Sunday, March 12, 2006

Ballad of the One-Eyed Buddha

First his wife gone, then daughter married
and tarried, then just him,
a one-eyed Buddha watching the shop till,
doing the same things in the same ways
and does not see how
wondering made the growth in his wife grow bigger,
how the off-eye pushed his daughter away,
and a legacy comes from what you give.

With sun skulking skyward
and heat thickening the everyday air,
he possesses himself (under his hat)
and potters down the street,
dropping money in outstretched palms
while on some level knowing
the soul he'd save would be his own.

O education: does any classroom
teach you what hollows the place beneath your eyes?
If it were a class, he would surely take it now.
Beauty exists as an ideal - touching it,
he feels, would disinegrate it to dust -
and his mouth pipe, his mother's teet,
helps puff away anything that
falls short of worldly perfection.

Of shortness, there remains multitudes
but still he prays: for love, for honor,
for richness of mind and pocket,
and nearly forgets that doing so
requires an opening of the heart.

He thinks he is crying without tears;
seeing without engaging.
The heavens open in response,
and the crags and creases on his
doubly-weathered face are awash with raindrops
that mingle with the better part of a lifetime
spent,
and the tears that have become of it.

2 comments:

Anonymous said...

I didn't even read this yet. I'm still OH OH OH'ing over the title.
I bow, I bow, I bow. Stellar!

Anonymous said...

Substantially resonant, not to mention a cautionary tale, and such pathos.

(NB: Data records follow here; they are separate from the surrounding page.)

PR #358, opened 2020-11-18
 Merge branch 'main' into glsl-dependent

austinEng:


kainino0x:
Unfortunately I don't think there's any way to create a clean merge using a pull request.

- Squash will squash all the changes into a single-parent commit
- Rebase will create new copies of all of the `main` branch commits on the branch (and I think would fail)
- Merge will create an extra merge commit, so there are two merge commits.

The last one is ok, but I think we should just keep pushing the merges directly to the branch. Can you do that?

austinEng:
oh interesting. I pushed to origin/glsl-dependent and it autoclosed this

kainino0x:
whoa, cool! I wonder if that means we can require checks to have passed on the PR in order for the push to succeed?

What happens when we don't connect with those things, those poeple, who provide the richest and most significant gifts to our lives?

What happens when we privilege the elusive, glorify beauty as untouchable, and deny others our presence?

Our lesson on earth is to present others with the highest gift we have to give, which according to Thich Nhat Hanh, is our presence, ie: an investment of our spirit.